-- Opening Marker --

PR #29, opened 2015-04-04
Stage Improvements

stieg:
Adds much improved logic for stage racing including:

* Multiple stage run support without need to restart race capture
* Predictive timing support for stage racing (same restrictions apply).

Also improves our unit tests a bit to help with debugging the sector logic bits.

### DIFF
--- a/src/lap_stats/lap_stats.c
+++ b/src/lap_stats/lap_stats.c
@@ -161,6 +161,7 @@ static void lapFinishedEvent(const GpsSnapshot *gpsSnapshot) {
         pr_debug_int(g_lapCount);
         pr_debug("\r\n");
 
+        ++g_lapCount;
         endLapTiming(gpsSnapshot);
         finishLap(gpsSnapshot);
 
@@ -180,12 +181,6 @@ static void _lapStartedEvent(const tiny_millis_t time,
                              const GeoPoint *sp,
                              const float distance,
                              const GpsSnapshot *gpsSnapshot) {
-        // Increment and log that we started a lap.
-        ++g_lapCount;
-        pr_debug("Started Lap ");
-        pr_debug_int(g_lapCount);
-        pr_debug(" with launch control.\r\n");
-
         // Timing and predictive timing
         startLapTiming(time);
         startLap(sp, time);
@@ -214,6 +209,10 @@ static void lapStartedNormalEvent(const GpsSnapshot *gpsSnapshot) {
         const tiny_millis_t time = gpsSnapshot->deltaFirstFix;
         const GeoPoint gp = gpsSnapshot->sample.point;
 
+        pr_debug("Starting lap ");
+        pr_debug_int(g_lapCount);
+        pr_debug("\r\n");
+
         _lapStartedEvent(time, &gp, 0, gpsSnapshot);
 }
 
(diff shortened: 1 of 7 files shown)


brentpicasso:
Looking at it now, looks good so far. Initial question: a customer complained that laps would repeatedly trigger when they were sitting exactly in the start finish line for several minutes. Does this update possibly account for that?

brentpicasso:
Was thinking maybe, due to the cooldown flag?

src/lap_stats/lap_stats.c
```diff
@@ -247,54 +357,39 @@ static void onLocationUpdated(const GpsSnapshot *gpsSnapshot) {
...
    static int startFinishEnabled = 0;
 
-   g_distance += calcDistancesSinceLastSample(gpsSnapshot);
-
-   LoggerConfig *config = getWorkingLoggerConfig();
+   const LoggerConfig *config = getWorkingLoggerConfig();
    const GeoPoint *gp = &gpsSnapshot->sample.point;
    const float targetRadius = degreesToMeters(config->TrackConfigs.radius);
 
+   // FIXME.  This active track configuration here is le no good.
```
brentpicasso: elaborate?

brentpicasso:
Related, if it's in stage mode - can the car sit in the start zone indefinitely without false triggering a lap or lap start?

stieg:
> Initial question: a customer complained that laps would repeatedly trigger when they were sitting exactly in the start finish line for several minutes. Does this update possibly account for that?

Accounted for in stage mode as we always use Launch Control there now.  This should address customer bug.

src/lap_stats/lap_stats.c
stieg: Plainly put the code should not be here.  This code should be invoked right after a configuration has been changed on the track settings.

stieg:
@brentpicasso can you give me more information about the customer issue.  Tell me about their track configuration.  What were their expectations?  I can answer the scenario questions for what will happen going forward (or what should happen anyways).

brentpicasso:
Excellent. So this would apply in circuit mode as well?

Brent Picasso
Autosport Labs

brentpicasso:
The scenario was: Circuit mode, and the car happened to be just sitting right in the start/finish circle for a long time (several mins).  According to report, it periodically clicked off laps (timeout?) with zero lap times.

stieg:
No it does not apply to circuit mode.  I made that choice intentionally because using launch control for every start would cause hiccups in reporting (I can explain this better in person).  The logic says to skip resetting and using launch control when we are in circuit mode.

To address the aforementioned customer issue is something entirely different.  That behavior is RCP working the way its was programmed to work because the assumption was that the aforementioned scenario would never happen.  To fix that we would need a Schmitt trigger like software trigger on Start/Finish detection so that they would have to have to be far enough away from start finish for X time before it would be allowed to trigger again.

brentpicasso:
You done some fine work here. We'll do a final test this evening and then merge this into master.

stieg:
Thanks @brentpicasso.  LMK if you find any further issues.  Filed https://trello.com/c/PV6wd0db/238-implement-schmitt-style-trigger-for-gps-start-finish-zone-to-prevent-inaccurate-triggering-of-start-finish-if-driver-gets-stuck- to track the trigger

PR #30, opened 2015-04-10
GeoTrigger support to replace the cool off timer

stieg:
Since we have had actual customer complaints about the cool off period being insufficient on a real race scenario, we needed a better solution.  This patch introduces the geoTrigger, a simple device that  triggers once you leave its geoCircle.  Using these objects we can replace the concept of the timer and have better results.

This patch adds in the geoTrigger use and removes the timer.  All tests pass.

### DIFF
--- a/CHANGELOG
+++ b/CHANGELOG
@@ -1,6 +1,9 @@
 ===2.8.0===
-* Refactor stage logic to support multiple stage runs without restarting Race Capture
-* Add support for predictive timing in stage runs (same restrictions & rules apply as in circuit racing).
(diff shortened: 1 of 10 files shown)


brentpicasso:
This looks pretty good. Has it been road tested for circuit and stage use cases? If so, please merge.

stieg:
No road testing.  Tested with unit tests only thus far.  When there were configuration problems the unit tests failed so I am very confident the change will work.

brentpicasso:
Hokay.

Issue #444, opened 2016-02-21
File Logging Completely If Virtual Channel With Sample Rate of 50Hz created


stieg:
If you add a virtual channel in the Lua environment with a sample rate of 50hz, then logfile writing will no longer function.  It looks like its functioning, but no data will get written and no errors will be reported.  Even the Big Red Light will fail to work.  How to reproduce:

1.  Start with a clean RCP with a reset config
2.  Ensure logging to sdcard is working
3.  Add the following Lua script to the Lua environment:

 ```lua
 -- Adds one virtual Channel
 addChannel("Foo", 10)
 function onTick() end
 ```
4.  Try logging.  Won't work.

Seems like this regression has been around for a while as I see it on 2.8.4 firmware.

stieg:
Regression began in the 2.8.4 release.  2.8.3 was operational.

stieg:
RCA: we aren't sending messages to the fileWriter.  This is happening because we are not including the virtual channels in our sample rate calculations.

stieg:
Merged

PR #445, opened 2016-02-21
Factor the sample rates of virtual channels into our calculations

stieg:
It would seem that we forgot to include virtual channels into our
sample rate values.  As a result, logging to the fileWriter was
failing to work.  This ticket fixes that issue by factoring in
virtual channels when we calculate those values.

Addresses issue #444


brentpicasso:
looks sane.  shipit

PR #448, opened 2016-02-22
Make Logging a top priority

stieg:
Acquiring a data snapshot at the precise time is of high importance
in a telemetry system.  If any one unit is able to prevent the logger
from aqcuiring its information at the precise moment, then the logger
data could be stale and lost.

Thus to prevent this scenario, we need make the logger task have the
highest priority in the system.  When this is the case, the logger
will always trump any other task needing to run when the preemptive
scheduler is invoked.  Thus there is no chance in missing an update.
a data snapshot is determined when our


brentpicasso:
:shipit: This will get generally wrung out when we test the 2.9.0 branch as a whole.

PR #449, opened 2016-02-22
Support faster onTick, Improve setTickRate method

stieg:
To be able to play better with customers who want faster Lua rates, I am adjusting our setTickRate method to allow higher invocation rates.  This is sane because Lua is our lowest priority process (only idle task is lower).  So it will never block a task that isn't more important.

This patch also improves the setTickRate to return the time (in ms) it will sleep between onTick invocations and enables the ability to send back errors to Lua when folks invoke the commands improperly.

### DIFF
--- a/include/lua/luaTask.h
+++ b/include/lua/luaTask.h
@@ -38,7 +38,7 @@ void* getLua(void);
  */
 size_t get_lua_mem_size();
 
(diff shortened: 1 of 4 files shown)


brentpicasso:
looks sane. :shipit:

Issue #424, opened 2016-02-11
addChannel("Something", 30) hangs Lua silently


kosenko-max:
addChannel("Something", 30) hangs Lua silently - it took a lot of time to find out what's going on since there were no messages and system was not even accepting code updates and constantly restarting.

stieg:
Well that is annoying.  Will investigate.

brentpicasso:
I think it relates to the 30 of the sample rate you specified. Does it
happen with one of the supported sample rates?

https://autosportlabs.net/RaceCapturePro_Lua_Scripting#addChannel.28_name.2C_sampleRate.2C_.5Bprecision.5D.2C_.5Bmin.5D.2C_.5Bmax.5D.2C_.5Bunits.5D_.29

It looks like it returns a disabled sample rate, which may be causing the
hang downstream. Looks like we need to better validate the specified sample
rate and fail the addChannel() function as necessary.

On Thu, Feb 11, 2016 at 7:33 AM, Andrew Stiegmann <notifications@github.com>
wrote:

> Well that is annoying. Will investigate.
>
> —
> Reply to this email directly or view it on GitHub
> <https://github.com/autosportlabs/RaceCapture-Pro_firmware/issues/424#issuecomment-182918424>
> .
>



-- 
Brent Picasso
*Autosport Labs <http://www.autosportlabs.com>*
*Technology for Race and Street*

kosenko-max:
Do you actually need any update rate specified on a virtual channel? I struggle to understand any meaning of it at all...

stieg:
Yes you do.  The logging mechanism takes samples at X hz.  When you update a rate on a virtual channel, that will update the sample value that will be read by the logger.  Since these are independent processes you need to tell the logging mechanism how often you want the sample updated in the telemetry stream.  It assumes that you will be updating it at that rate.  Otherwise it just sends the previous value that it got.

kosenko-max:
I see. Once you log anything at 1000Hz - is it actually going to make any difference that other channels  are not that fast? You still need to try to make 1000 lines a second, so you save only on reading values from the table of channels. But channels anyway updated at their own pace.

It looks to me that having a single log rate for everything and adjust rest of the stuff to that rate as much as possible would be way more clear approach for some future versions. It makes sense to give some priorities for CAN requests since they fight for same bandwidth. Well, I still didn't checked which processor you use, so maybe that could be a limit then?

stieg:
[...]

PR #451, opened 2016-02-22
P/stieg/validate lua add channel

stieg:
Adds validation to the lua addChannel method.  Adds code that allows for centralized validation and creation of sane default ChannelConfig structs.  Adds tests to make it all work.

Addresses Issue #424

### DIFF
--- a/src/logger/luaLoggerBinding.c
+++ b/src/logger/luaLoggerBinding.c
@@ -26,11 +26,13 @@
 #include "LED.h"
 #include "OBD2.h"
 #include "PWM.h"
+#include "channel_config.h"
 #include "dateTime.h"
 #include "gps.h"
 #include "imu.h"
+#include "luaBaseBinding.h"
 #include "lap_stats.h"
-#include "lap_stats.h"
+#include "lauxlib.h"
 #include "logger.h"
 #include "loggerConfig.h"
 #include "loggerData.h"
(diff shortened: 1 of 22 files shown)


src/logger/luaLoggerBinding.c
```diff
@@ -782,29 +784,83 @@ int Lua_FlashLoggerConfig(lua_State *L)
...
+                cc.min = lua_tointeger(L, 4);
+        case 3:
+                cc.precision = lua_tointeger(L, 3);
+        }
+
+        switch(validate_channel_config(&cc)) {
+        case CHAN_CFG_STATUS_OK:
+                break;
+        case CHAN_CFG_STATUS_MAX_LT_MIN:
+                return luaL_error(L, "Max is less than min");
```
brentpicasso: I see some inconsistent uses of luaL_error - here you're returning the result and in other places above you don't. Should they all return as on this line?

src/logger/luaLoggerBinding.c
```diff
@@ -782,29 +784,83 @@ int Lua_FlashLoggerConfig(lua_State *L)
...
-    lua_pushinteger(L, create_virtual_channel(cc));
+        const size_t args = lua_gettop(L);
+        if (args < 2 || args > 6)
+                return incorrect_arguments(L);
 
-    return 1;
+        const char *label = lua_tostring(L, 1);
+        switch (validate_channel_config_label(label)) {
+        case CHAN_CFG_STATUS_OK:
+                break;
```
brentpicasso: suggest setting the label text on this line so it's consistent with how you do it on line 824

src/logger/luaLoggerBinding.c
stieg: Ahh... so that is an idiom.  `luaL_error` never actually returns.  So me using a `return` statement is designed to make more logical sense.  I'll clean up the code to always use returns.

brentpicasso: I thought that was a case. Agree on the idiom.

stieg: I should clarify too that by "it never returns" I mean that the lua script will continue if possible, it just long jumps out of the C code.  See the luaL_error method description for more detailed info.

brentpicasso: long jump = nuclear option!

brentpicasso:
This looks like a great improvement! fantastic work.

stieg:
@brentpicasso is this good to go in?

-- Closing Marker --

*WHAT TO PRODUCE*:
Nothing but a number is expected: how many lines in the listing above contain "into"?

*EXERCISE SOLUTION*:
3